I think my boring thread might be better moved to a diet section rather than S and C maybe.


----------



## FlikstRR (Dec 25, 2009)

dude im almost exactly the same as you.. no obvious physical differneces.. no weight change ( in fact I've gone up!) dispide a radically different diet.. and actually doing exercise every day at gym and 4 times a week at classes.

motivation is hard to keep.. but must battle on.. soon as i see some results it will all be good.. same for you im sure. :happy:


----------



## brigsy (Jan 3, 2010)

Thanks mate. It is hard to keep strong on the diet etc without any results.


----------



## garf (Sep 27, 2009)

Food inolerances? Maybe leaky gut problems. Do you hae problems with bloating or food cravings?


----------



## brigsy (Jan 3, 2010)

Leaky gut! WTF! Don't bloat as far as I can tell, although I am a bit puffy with fat! Food cravings wise, if I don't eat starchy carbs for a while i start to think about them alot and crave them but that's probably normal. I have a very sweet tooth and can't eat one biscuit, it's the whole packet or nothing, so I go for nothing to combat it.


----------



## FlikstRR (Dec 25, 2009)

serious question... do you find you get grouchy/grumpy when craving starchy foods.. or if you go without for a while???
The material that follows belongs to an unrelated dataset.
PR #235, opened 2019-07-07
improved cancellation of monitorChannel() goroutine

dwhutchison:
Force cancellation of the monitorChannel() goroutine when the session is closed.  monitorChannel() currently relies on the Receive returning an error to exit but if if that doesn't occur for any reason, monitorChannel() may remain executing.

if so.. might be worth just doing a checkup at doctors.. just to be sure..


----------



## brigsy (Jan 3, 2010)

No, just can't focus mentally very well. Down to 77.4 today from 79.2 on Monday morning. That would be good if I hadn't done the same journey three times this month! Going to a wedding tomorrow so will have a few drinks and no control over food. Prob be doing the same journey again come Monday. Hey ho.


----------



## OUTCOLDFIGHTCLUB (Jan 22, 2010)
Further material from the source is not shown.